1.2.1 • Published 4 years ago

myfview v1.2.1

Weekly downloads
2
License
CC-BY-4.0
Repository
github
Last release
4 years ago

myfview - A myfile viewer

NPM Publish

Installation

In the terminal:

npm install --save myfview

Then, in an Express app:

app.use(require("myfview")({
    "profilePath": "myfview-config/myfiles/", 
        //Myfiles will be looked up from here, followed by .json
    "configPath": "myfview-config/config.json"
        //This is your config file! Most settings are in here and are reloaded upon changes.
}));

or in the terminal to test with the built-in server:

git clone https://github.com/bleonard252/myfview myfview
cd myfview
DEBUG=app node index.js

What does this module do?

myfview hosts myfiles. You can include it on an Express-based website as a middleware. It shows an HTML-based rendering to browsers (so, a webpage) using the Nunjucks rendering engine.
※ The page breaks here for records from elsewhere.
PR #8764, opened 2025-03-03
Update orient_polygon_soup.h

### LINKED ISSUE #8693: Infinite loop in orient_polygon_soup in a degenerate case
I'm filling an issue as I observe an Infinite loop in `orient_polygon_soup()` in the function `void duplicate_singular_vertices()` that is extracting links of vertices to detect if a vertex is non-manifold (singular). I cannot reproduce the error in an isolated program, only in a complex one.

The problem happens here:
```
        if (next==v_id){
          /// turn the otherway round
          next = neighbors[0];
          do{
            P_ID other_p_id;
            std::tie(next, other_p_id) = next_ccw_vertex_around_target(next, v_id, polygons, edges, marked_edges);
            if (next==v_id) break;
            visited_polygons.insert(other_p_id);
            if(nb_link_ccs != 1)
              vertices_to_duplicate.back().second.push_back(other_p_id);
          }
          while(true);
        }
```

the pb happens because of a face having a degenerate edge, with the duplicated vertex being a T junction:

```
B----------------A
 |                     |
 |                     |
C-------DD-----E
 |           |         |
 |           |         |
 |           |         |
F------- G------H
```
f0: A-B-C-D-D-E
f1: E-D-G-H
f2: D-C-F-G

I'm not even sure we want to support such cases.

Dhruv-Sharma01:
## Summary of Changes

This pull request fixes an infinite loop in the function `duplicate_singular_vertices()` in the file `Polygon_mesh_processing/include/CGAL/Polygon_mesh_processing/orient_polygon_soup.h`. The issue was caused by consecutive duplicate vertices in a cycle (degenerate edge at a T-junction). The fix introduces a check to break out of the loop when a consecutive duplicate is detected, thereby preventing the infinite loop.

## Release Management

* Issue(s) solved (if any): fix #8693 
* Feature/Small Feature (if any): Bug fix for handling degenerate edges in polygon soup orientation.

### DIFF
--- a/Polygon_mesh_processing/include/CGAL/Polygon_mesh_processing/orient_polygon_soup.h
+++ b/Polygon_mesh_processing/include/CGAL/Polygon_mesh_processing/orient_polygon_soup.h
@@ -388,20 +388,24 @@ struct Polygon_soup_orienter
             vertices_to_duplicate.back().second.push_back(other_p_id);
         }
         while(next!=neighbors[0]);
-
         if (next==v_id){
-          /// turn the otherway round
+          /// turn the other way round
           next = neighbors[0];
+          V_ID last_next = next; // store the initial value
           do{
             P_ID other_p_id;
             std::tie(next, other_p_id) = next_ccw_vertex_around_target(next, v_id, polygons, edges, marked_edges);
             if (next==v_id) break;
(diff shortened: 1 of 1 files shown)


Dhruv-Sharma01:
@MaelRL issue #8693 is still unresolved right?

PR #8770, opened 2025-03-05
Fix SFINAE usage in insert and do_intersect functions on Ubuntu 24.04

ViNN280801:
## Summary of Changes

I fixed an error in the code related to the incorrect use of std::is_same. In the source code, there was an attempt to use std::is_some<int, int>::type as a function parameter, which caused a compilation error. I removed this unnecessary parameter and added type checking using SFINAE (std::enable_if).
I have Ubuntu 24.04:

```bash
loveit0@loveit0-Nitro-AN515-58:~$ uname -a
Linux loveit0-Nitro-AN515-58 6.11.0-17-generic #17~24.04.2-Ubuntu SMP PREEMPT_DYNAMIC Mon Jan 20 22:48:29 UTC 2 x86_64 x86_64 x86_64 GNU/Linux
```

I used the CGAL in my project for intersections with AABB and when I compiling my code, I faced with these kind of errors:

```
/usr/local/include/CGAL/Arrangement_2/Arrangement_on_surface_2_global.h:145:27: error: ‘std::is_same<__remove_cv(int), int>::type’ is not a type
  145 |             const PointLocation& pl, ZoneVisitor &visitor,
      |                           ^~~
/usr/local/include/CGAL/Arrangement_2/Arrangement_on_surface_2_global.h:471:27: error: ‘std::is_same<__remove_cv(int), int>::type’ is not a type
  471 |             InputIterator begin, InputIterator end,
      |                           ^~~
/usr/local/include/CGAL/Arrangement_2/Arrangement_on_surface_2_global.h:1534:5: error: ‘std::is_same<__remove_cv(int), int>::type’ is not a type
 1534 |              const PointLocation& pl, std::is_same<int, int>::type)
      |     ^  
```

## Release Management

- Affected package(s): Arrangement_on_surface_2
- Issue(s) solved (if any): -
- Feature/Small Feature (if any): N/A
- License and copyright ownership: This contribution is licensed under the terms used by CGAL, and the authorship remains with the contributors.

### DIFF
--- a/Arrangement_on_surface_2/include/CGAL/Arrangement_2/Arrangement_on_surface_2_global.h
+++ b/Arrangement_on_surface_2/include/CGAL/Arrangement_2/Arrangement_on_surface_2_global.h
@@ -139,11 +139,11 @@ void insert(Arrangement_on_surface_2<GeometryTraits_2, TopologyTraits>& arr,
 //
 //
 template <typename GeometryTraits_2, typename TopologyTraits,
-          typename PointLocation, typename ZoneVisitor>
+          typename PointLocation, typename ZoneVisitor,
+          typename = std::enable_if_t<std::is_same<PointLocation, int>::value>>
 void insert(Arrangement_on_surface_2<GeometryTraits_2, TopologyTraits>& arr,
             const typename GeometryTraits_2::X_monotone_curve_2& c,
-            const PointLocation& pl, ZoneVisitor &visitor,
-            std::is_same<int, int>::type)
+            const PointLocation& pl, ZoneVisitor &visitor)
 {
   typedef GeometryTraits_2                              Gt2;
   typedef TopologyTraits                                Tt;
@@ -466,10 +466,10 @@ void insert(Arrangement_on_surface_2<GeometryTraits_2, TopologyTraits>& arr,
 // std::bool_constant< true>)'
 //
 template <typename GeometryTraits_2, typename TopologyTraits,
-          typename InputIterator>
+          typename InputIterator,
+          typename = std::enable_if_t<std::is_same<InputIterator, int>::value>>
 void insert(Arrangement_on_surface_2<GeometryTraits_2, TopologyTraits>& arr,
-            InputIterator begin, InputIterator end,
-            std::is_same<int, int>::type)
+            InputIterator begin, InputIterator end)
 {
   typedef GeometryTraits_2                              Gt2;
   typedef TopologyTraits                                Tt;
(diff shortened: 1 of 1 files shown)


sloriot:
Thanks for the PR! Do you have an example that we could compile and that is showing the error?

ViNN280801:
btw, tests are successfull

image

efifogel:
I would also like to have a look at the fix. I'll do it next week.
BW, perhaps you mentioned it and I missed it: which version of compiler are
you using?

ViNN280801:
my project uses CUDA, so, I used `nvcc_wrapper` from [kokkos](https://github.com/kokkos/kokkos/tree/develop/bin)
but what about gcc/g++

image
image

efifogel:
The current solution is using TAG dispatching, but because of a bug in one
of the compilers 20 years ago, instead of using std::true_type, it uses the
cumbersome is_same<int, int>::type.
The suggested PR is using SFINAE. (As a matter of fact, the suggested code
is a mix, and it has some incorrect pieces, but all this I find irrelevant;
see below.)

For the specific scenario—dispatching to one of two internal
implementations based on a compile-time trait—*(Tag Dispatching) is
generally considered better* than the SFINAE-based option (which uses via
enable_if).

However, using C++17 or newer, there is a third option—if constexpr—that is
superior to both.

More specifically, we have the following interface function:

template <typename GeometryTraits_2, typename TopologyTraits, typename
Curve, typename PointLocation, typename ZoneVisitor>
void insert(Arrangement_on_surface_2<GeometryTraits_2, TopologyTraits>& arr,
            const Curve& c,
            const PointLocation& pl,
            ZoneVisitor &visitor);

We need to dispatch based on the type `Curve`.
The better way is:

{
  using Gt2 = GeometryTraits_2;
  using X_monotone_curve_2 = typename Gt2::X_monotone_curve_2;
  using Is_x_monotone = typename std::is_same<Curve, X_monotone_curve_2>::type;
                                                        ;
  if constexpr (Is_x_monotone) {
    // Handling x-monotone implementation
  }
  else {
    // Handling non x-monotone implementation
  }
}

So, no, either change to the better option, or delete this PR, and I'll
change to the better option, when I get a chance.

Efi

                         _/

sloriot:
With #9303 being merged into main, you should no longer have the issue. I'm closing the PR, do not hesitate to come back to us if you are still having issue when compiling with the main branch.

ViNN280801:
@sloriot, ok, nice, thank you!

ViNN280801:
Hi, @efifogel,

I sincerely apologize for the long silence - I only noticed your comment now, and I'm sorry for not responding sooner.

Thank you for the thorough and thoughtful review. You're absolutely right: `if constexpr` is the cleanest solution here, and I should have gone that route from the start. Since you mentioned you'd handle it when you get a chance, I'll close this PR to avoid any confusion - it makes much more sense for it to land with the proper fix.

I'd love to contribute to CGAL again in the future. Thanks again for taking the time to explain the reasoning so clearly - it was educational for me.

Best regards

PR #8779, opened 2025-03-10
fix an issue with the offset meshing plugin

lrineau:


sloriot:
Successfully tested in CGAL-6.1-Ic-109

PR #8784, opened 2025-03-13
Fixed TODO: find a better name in AABB_tree/include/CGAL/AABB_tree/internal/AABB_node.h 🚀

Qt-puppy:
- Changed current method name from `traversal_with_priority_and_group_traversal` to `grouped_priority_traversal`, which is more concise and meaningful.


Qt-puppy:
@sloriot Just a friendly follow-up—whenever you get a chance, I’d love your feedback on this PR.

PR #8785, opened 2025-03-14
Tetrahedral_remeshing - fix edges accidentally removed from complex

janetournois:
## Summary of Changes

Fixes for split step in tetrahedral remeshing :
+ Some complex edges could get removed from complex before checking that the splitting operation was totally allowed
+ it could happen that midpoint would invert sub-cells during split, for very small volumes. This PR proposes a trick to try other possible refinement points

## Release Management


sloriot:
Successfully tested in CGAL-6.1-Ic-114

PR #8793, opened 2025-03-20
SMDS: Allow whitespace in the line

afabri:
## Summary of Changes

Make the function `read_MEDIT()`  more tolerant.

## Release Management

* Affected package(s): SMDS_3

### DIFF
--- a/SMDS_3/include/CGAL/SMDS_3/tet_soup_to_c3t3.h
+++ b/SMDS_3/include/CGAL/SMDS_3/tet_soup_to_c3t3.h
@@ -611,9 +611,11 @@ bool build_triangulation_from_file(std::istream& is,
       continue;
     }
 
-    if(line == "Vertices")
+    if(line.find("Vertices") != std::string::npos)
     {
       is >> nv;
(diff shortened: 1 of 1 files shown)


afabri:
We have another issue to fix. When I uncomment the calls to  writing the mesh in the example [mesh_polyhedral_complex_sm.cpp](https://github.com/CGAL/cgal/blob/6.0.x-branch/Mesh_3/examples/Mesh_3/mesh_polyhedral_complex_sm.cpp), and feed `out.mesh`     into the example [c3t3_example.cpp](https://github.com/CGAL/cgal/blob/6.0.x-branch/SMDS_3/examples/SMDS_3/c3t3_example.cpp), and then load `after_remeshing.mesh`  into `CGALlab.exe`   many border facets are missing:

image

afabri:
Note that when loading `elephant.mesh`   which is the default everything is fine, so it must have to do with dealing with domains.

sloriot:
Successfully tested in CGAL-6.1-Ic-114

PR #8810, opened 2025-03-28
Fix Compare_xy_2 for the generic 3D projection traits

MaelRL:
## Summary of Changes

The previous implementation defined `Compare_xy_2` as simply `Compare_xyz_3`. This does define an order over the projected points, but it has a strong downside: it ignores the direction of the normal, so its order can be the opposite of the lexicographical order
would give. This new order is in conflict with the existing `Compare_x_2` and `Compare_y_2`, which take the normal's direction into account.

(Also with the `Less_x_2`, `Less_y_2`, and `Less_xy_2` family, which also exist for the projection traits.)

## Release Management

* Issue(s) solved (if any): -


sloriot:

You can also curl the myfile to get a fancy terminal-optimized version, or override it with the type query parameter, i.e. //username?type=json. You can read the docs for more details on what you can do.

What is a myfile?

A myfile is a simple JSON-based profile used to represent people, objects, places, or anything that can have a name, description (or, in the case of a person, bio), and picture. In fact, there are no required fields, so a myfile can look like this:

{}

A more advanced myfile might look like this:

{
    "name": "Blake Leonard",
    "description": "I am the owner of Blogold. I am primarily a web developer.",
    "picture": "https://blogold.xyz/images/logos/avatar4.png",
    "io.keybase.acct": "bleonard252",
    "email": "blake@b252.gq",
    "m.id": "@bleonard252:matrix.org",
    "type": "person",
    "ap:actor": "https://social.b252.gq/users/blake.json",
    "publickey": "...",
    "links": [
        "[Blake's Social](https://social.b252.gq/blake)",
        "[Mastodon](https://mastodon.host/@blakel252)",
        "[Misintelligence](https://bb.blogold.xyz)",
        "[Reddit](https://reddit.com/u/bleonard252)",
        "[More ID's](https://blogold.xyz/id)"
    ]
}

(In fact, that's my myfile! see it here)

Why does myfview look for "//"?

The URL is actually the myfile address! It follows the general format of domain//username. The https://whatever.com part is the "domain", and the part that identifies the user on that domain is the "username." This syntax means that the profile you're referring to with this address is uniquely a myfile.

Read more about myfiles here.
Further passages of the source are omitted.